• [BRIEF]:
Reproduce every record below exactly as it appears.

· · · · ·

Issue #2189, opened 2024-07-03
\fillintext dependency on \real package issue


dbrianwalton:
The LaTeX macro \fillintext defined in pretext/xsl/pretext-latex.xsl has a dependency on the \real macro that comes from the LaTeX package `calc`. This package must be a dependency of at least one of the conditional packages that are loaded because the macro sometimes is defined and sometimes not. See the pretext-support discussion here: https://groups.google.com/g/pretext-support/c/jUxiSXdDjEU

I *think* the correction is to add a line to `\usepackage{calc}` to the standard LaTeX preamble. Is there a reason this should be conditional? The possibly related line `\usetikzlibrary{calc}` is always included, so I'm guessing the above package should as well.

rbeezer:
Closing as resolved. #2196 ("LaTeX: remove `\fillintext` dependency on 'calc' package") removed exactly this — `\real` is provided by `calc`, and that dependency is gone from the LaTeX conversion. It's on master.

*Claude Opus 4.8 (1M context), acting as a review assistant for Rob Beezer*

PR #2196, opened 2024-07-06
LaTeX: replace use of \real in \fillintext

Alex-Jordan:
This addresses #2189 by removing `fillintext`'s dependency on `calc`.


Alex-Jordan:
Stand by, there is still another reliance on `calc` to remove...

Alex-Jordan:
OK, now this is working with no `calc` package. Both `\real` and `\heightof` are from `calc` and are not used anymore.

rbeezer:
Thanks!  I feel much better with that dependency gone/minimized.  Two small changes to the XSL in order to get slightly different formatting of the LaTeX file.

* A newline into the LaTeX file right after `\newlength{\fillinheight}` (as previously)
* A % at the end of the line `\setlength{\fillinheight}{\baselineskip}\addtolength{\fillinheight}{1.2pt}` so the main macro does not get spurious whitespace bleeding through (as with other lines in the macro definition)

· · · · ·

• [ANSWER SECTION]:
Issue #2189, opened 2024-07-03
\fillintext dependency on \real package issue


dbrianwalton:
The LaTeX macro \fillintext defined in pretext/xsl/pretext-latex.xsl has a dependency on the \real macro that comes from the LaTeX package `calc`. This package must be a dependency of at least one of the conditional packages that are loaded because the macro sometimes is defined and sometimes not. See the pretext-support discussion here: https://groups.google.com/g/pretext-support/c/jUxiSXdDjEU

I *think* the correction is to add a line to `\usepackage{calc}` to the standard LaTeX preamble. Is there a reason this should be conditional? The possibly related line `\usetikzlibrary{calc}` is always included, so I'm guessing the above package should as well.

rbeezer:
Closing as resolved. #2196 ("LaTeX: remove `\fillintext` dependency on 'calc' package") removed exactly this — `\real` is provided by `calc`, and that dependency is gone from the LaTeX conversion. It's on master.

*Claude Opus 4.8 (1M context), acting as a review assistant for Rob Beezer*

PR #2196, opened 2024-07-06
LaTeX: replace use of \real in \fillintext

Alex-Jordan:
This addresses #2189 by removing `fillintext`'s dependency on `calc`.


Alex-Jordan:
Stand by, there is still another reliance on `calc` to remove...

Alex-Jordan:
OK, now this is working with no `calc` package. Both `\real` and `\heightof` are from `calc` and are not used anymore.

rbeezer:
Thanks!  I feel much better with that dependency gone/minimized.  Two small changes to the XSL in order to get slightly different formatting of the LaTeX file.

* A newline into the LaTeX file right after `\newlength{\fillinheight}` (as previously)
* A % at the end of the line `\setlength{\fillinheight}{\baselineskip}\addtolength{\fillinheight}{1.2pt}` so the main macro does not get spurious whitespace bleeding through (as with other lines in the macro definition)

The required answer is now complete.